(Task to complete) Your response should consist solely of the lines from the one containing "As a developer, it'd be great" through the end of the data, copied exactly.

(The data)
Issue #1047, opened 2021-10-13
Enhance CI jobs in the GitHub Actions


eason9487:
## User story

As a developer, it'd be great

- if the CI could run jobs as fast as possible
- if the CI could run only the jobs that really need to be run
- if the CI could display colorful logs

## Technical

Some possible action items

- [x] Cancel the previous jobs for pull requests that have not been completed - #1224
    - Could be done with the workflow syntax `concurrency`
    - https://docs.github.com/en/actions/learn-github-actions/workflow-syntax-for-github-actions#concurrency
    - https://github.com/WordPress/wordpress-develop/blob/5.8.1/.github/workflows/coding-standards.yml#L37-L42
- [x] Remove `node` and `npm` requirements during the **PHP Unit Tests** job - #1140
    - [Prepare node](https://github.com/woocommerce/google-listings-and-ads/blob/42c13e5f3989e59c68efd2b59d1b0a7bf24c6b07/.github/workflows/php-unit-tests.yml#L18-L21)
    - [Prepare node](https://github.com/woocommerce/google-listings-and-ads/blob/42c13e5f3989e59c68efd2b59d1b0a7bf24c6b07/.github/workflows/php-unit-tests.yml#L44-L45)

(Written solution)
As a developer, it'd be great

- if the CI could run jobs as fast as possible
- if the CI could run only the jobs that really need to be run
- if the CI could display colorful logs

## Technical

Some possible action items

- [x] Cancel the previous jobs for pull requests that have not been completed - #1224
    - Could be done with the workflow syntax `concurrency`
    - https://docs.github.com/en/actions/learn-github-actions/workflow-syntax-for-github-actions#concurrency
    - https://github.com/WordPress/wordpress-develop/blob/5.8.1/.github/workflows/coding-standards.yml#L37-L42
- [x] Remove `node` and `npm` requirements during the **PHP Unit Tests** job - #1140
    - [Prepare node](https://github.com/woocommerce/google-listings-and-ads/blob/42c13e5f3989e59c68efd2b59d1b0a7bf24c6b07/.github/workflows/php-unit-tests.yml#L18-L21)
    - [Prepare node](https://github.com/woocommerce/google-listings-and-ads/blob/42c13e5f3989e59c68efd2b59d1b0a7bf24c6b07/.github/workflows/php-unit-tests.yml#L44-L45)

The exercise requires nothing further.